Data to use:
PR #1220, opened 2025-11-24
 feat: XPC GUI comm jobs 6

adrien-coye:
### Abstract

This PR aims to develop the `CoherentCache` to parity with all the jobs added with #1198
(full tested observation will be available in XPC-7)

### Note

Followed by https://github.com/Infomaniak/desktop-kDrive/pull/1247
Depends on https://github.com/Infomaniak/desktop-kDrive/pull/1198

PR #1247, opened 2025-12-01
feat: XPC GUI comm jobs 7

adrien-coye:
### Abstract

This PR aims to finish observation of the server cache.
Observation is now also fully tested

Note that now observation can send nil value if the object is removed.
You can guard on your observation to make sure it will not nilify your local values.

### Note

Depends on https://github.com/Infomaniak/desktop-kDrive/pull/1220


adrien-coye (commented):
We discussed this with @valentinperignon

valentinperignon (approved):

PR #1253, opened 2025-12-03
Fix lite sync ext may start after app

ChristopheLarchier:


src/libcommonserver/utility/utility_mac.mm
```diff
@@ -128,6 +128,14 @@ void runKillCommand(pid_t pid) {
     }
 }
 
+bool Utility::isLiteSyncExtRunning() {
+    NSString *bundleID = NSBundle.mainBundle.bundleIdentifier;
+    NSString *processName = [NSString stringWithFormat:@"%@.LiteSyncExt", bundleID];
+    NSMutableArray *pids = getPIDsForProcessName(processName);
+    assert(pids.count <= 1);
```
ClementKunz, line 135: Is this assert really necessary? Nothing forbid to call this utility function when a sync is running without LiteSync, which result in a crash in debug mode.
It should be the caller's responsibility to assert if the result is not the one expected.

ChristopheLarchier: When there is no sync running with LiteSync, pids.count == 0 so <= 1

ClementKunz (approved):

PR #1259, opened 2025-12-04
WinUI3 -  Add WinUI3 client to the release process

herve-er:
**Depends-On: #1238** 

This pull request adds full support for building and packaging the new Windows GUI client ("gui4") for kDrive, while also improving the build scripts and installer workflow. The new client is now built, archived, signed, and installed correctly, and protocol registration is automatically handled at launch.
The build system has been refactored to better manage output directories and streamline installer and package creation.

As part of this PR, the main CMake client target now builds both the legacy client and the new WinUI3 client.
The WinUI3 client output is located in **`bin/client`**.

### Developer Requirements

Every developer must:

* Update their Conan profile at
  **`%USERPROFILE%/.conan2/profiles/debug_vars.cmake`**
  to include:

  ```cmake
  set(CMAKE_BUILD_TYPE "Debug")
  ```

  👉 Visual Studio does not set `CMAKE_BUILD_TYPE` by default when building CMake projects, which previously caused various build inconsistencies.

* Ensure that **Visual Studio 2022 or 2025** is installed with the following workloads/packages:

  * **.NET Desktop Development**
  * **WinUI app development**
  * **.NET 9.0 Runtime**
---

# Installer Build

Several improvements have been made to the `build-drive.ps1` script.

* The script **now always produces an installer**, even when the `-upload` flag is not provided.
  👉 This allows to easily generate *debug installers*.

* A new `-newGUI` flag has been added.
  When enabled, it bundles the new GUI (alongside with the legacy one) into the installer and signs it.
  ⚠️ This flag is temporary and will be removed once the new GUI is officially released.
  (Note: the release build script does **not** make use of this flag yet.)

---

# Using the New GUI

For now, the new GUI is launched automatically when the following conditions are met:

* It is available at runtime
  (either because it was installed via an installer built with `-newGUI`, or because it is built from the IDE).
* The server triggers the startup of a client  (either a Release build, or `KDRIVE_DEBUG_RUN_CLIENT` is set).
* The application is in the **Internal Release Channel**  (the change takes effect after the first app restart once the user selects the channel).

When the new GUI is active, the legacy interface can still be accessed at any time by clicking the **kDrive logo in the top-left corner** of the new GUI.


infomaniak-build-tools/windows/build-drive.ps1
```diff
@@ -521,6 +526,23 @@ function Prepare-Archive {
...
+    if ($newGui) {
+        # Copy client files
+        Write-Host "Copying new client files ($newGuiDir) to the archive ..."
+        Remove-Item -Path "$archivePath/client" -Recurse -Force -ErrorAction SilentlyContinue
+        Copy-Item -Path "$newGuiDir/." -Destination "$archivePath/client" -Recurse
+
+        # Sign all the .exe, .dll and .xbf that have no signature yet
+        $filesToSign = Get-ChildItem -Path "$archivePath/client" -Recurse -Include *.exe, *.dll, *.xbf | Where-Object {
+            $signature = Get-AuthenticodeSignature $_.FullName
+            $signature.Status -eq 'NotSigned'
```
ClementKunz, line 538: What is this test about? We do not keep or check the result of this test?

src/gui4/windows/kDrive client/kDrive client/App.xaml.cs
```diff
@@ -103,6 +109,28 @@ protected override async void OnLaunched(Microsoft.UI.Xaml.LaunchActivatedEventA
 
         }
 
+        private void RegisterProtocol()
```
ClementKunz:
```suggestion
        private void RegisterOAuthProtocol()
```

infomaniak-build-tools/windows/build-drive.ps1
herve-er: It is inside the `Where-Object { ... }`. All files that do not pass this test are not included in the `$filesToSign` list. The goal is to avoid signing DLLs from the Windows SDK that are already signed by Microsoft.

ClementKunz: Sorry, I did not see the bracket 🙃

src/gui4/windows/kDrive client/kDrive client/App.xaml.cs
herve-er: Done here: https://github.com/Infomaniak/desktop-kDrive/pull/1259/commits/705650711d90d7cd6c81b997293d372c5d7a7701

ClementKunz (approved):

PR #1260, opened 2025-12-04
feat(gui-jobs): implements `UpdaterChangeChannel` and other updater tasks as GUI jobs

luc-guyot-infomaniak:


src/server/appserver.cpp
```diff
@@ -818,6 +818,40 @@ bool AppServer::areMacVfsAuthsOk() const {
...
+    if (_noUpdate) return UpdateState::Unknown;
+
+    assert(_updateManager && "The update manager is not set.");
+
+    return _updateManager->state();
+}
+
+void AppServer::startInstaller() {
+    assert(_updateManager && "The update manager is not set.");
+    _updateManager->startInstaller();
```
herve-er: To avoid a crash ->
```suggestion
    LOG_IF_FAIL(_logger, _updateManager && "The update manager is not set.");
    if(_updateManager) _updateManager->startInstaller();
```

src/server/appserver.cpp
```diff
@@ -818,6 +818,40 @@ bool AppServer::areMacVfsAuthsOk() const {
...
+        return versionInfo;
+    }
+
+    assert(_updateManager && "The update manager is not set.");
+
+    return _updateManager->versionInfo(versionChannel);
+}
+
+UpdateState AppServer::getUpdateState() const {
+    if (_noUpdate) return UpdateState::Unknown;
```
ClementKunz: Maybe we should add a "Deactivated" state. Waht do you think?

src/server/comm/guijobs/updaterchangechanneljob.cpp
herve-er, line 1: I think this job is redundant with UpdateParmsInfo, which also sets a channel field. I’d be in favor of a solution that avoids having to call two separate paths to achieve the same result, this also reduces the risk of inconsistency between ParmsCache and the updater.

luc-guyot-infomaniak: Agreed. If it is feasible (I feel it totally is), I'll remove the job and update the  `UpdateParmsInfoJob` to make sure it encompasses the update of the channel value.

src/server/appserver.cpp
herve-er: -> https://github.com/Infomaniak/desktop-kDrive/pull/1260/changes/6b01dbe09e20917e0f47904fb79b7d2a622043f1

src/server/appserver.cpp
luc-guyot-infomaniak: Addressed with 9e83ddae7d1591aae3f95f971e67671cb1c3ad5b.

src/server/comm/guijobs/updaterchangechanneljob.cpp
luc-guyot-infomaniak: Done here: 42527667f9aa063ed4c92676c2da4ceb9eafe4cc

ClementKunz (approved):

What is being asked: From the material above, copy every line where the word "valentinperignon" is found.

Response:
We discussed this with @valentinperignon
valentinperignon (approved):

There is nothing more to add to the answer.